5e chambre Pole social, 14 novembre 2024 — 23/01699
Texte intégral
RÉPUBLIQUE FRANÇAISE
AU NOM DU PEUPLE FRANÇAIS
ARRÊT N°
N° RG 23/01699 - N° Portalis DBVH-V-B7H-I2J3
POLE SOCIAL DU TJ DE NIMES
13 avril 2023
RG :21/00523
CARSAT LANGUEDOC ROUSSILLON
C/
[S]
Grosse délivrée le 14 NOVEMBRE 2024 à :
- La CARSAT
- Me ARNAL
COUR D'APPEL DE NÎMES
CHAMBRE CIVILE
5e chambre Pole social
ARRÊT DU 14 NOVEMBRE 2024
Décision déférée à la Cour : Jugement du Pole social du TJ de NIMES en date du 13 Avril 2023, N°21/00523
COMPOSITION DE LA COUR LORS DES DÉBATS :
M. Yves ROUQUETTE-DUGARET, Président, a entendu les plaidoiries, en application de l'article 805 du code de procédure civile, sans opposition des avocats, et en a rendu compte à la cour lors de son délibéré.
COMPOSITION DE LA COUR LORS DU DÉLIBÉRÉ :
M. Yves ROUQUETTE-DUGARET, Président
Mme Catherine REYTER LEVIS, Conseillère
Madame Evelyne MARTIN, Conseillère
GREFFIER :
Monsieur Julian LAUNAY-BESTOSO, Greffier lors des débats et Madame Delphine OLLMANN, Greffière lors du prononcé de la décision.
DÉBATS :
A l'audience publique du 11 Septembre 2024, où l'affaire a été mise en délibéré au 14 Novembre 2024.
Les parties ont été avisées que l'arrêt sera prononcé par sa mise à disposition au greffe de la cour d'appel.
APPELANTE :
CARSAT LANGUEDOC ROUSSILLON
[Adresse 1]
[Localité 3]
Représentée par Mme [E] [Y] (Membre de l'entrep.) en vertu d'un pouvoir général
INTIMÉE :
Madame [Z] [S] épouse [C]
née le 21 Décembre 1949
[Adresse 5]
[Adresse 4]
[Localité 2]
Représentée par Me Jérôme ARNAL, avocat au barreau de NIMES
ARRÊT :
Arrêt contradictoire, prononcé publiquement et signé par M. Yves ROUQUETTE-DUGARET, Président, le 14 Novembre 2024, par mise à disposition au greffe de la cour.

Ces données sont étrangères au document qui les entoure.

PR #142, opened 2017-07-10
CMG-535: Updated gulp script to generate sourcemaps for client code

koudns:


koudns:
Technically, a build distribution should be stand-alone and not depend on the existence of a parallel source directory tree.  This is the case for our acas Test (Stage, and Prod) environments; the parallel acas source directory tree is not made available in these environments.  So, if we compiled the .coffee from the source directory tree directing the output of the .js and .js.map into the build directory, as you would like it to work, the maps would point to the source directory tree which does not exist and the sourcemapping would fail.  I believe this is also the case for the Docker build environment where the acas base source directory is not normally made available to map to inside the Docker container.  

If we were to take a middle-ground approach and copy the .coffee into the build directory and then compile it there, we might encounter the problem where the .coffee is syntactically incorrect and fails to compile.  In this case, the .coffee and the .js and .js.map would be out of sync.  The old .js and .js.map would run but map to the new syntactically incorrect .coffee and that would be misleading.

So, I think don't think we can avoid the performance issue (A) at least the first time it's built.  The gulp tasks do run newer() so it shouldn't take too long when running subsequent builds.

For (B), I would just use .gitignore like you mentioned

Let me know if this makes makes sense and/or if you have other suggestions.

BTW, I'm not sure if if the branch I originally specified, feature-inventory, is the one that we should be merging into anymore.

PR #146, opened 2017-07-11
Feature/multiple labels acas form fields

bffrost:
Added new ACASFormField widget to control a list of labels. It is enabled by setting the "multiple":true attribute on formField configurations for a given label.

FAITS, PROCÉDURE, MOYENS ET PRÉTENTIONS DES PARTIES
Mme [Z] [S] épouse [C] est bénéficiaire de l'allocation de solidarité aux personnes âgées (ASPA) depuis le 1er novembre 2015.
Par courrier en date du 07 octobre 2020, la caisse d'assurance retraite (CARSAT) du Languedoc-Roussillon a informé Mme [Z] [S] épouse [C] de la modification du montant de son ASPA compte tenu des ressources de son ménage et lui a notifié un trop-perçu d'un montant de 3 656,98 euros pour la période du 1er novembre 2015 au 30 septembre 2020.

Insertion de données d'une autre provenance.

PR #159, opened 2017-07-14
New service to get container logs from container codes.

samanthamunoz:
Issue: 158


modules/ServerAPI/src/server/routes/InventoryServiceRoutes.coffee
```diff
@@ -1855,6 +1856,36 @@ exports.getContainerLogsInternal = (labels, containerType, containerKind, labelT
...
+exports.getContainerLogsByContainerCodesInternal = (containerCodes, callback) =>
+	if global.specRunnerTestmode
+		inventoryServiceTestJSON = require '../public/javascripts/spec/ServerAPI/testFixtures/InventoryServiceTestJSON.js'
+		resp.json inventoryServiceTestJSON.getContainerAndDefinitionContainerByContainerLabelInternalResponse
+	else
+		console.debug "incoming getContainerLogsByContainerCodesInternal request: '#{JSON.stringify(containerCodes)}'"
+		exports.getContainersByCodeNamesInternal(containerCodes, (containersByCodeNamesResponse, statusCode) =>
+			response = []
+			for getContainer in containersByCodeNamesResponse
+				label = getContainer.container.lsLabels[0].labelText
```
brianbolt: what if the container has more than one label.  It seems like you should actually be filtering on preferred = true (should be only one preferred label)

Le 17 octobre 2020, Mme [Z] [S] épouse [C] a saisi la commission de recours amiable (CRA) de la CARSAT du Languedoc-Roussillon d'un recours contre cette notification, laquelle a rejeté implicitement son recours, puis, par requête du 24 juin 2021, a saisi le pôle social du tribunal judiciaire de Nîmes d'un recours contre cette décision implicite de rejet.
Par jugement du 13 avril 2023, le pôle social du tribunal judiciaire de Nîmes a:
- accueilli la contestation de Mme [Z] [C],
- débouté la CARSAT de Languedoc-Roussillon de sa demande en paiement,
- condamné la CARSAT de Languedoc-Roussillon aux entiers dépens de l'instance.
Par déclaration par voie électronique adressée le 22 mai 2023, la CARSAT du Languedoc-Roussillon a interjeté appel de cette décision qui lui a été notifiée le 21 avril 2023.
Par courrier du 19 avril 2024, les parties ont été convoquées à l'audience du 11 septembre 2021 pour voir statuer sur l'éventuelle irrecevabilité de l'appel (taux de ressort).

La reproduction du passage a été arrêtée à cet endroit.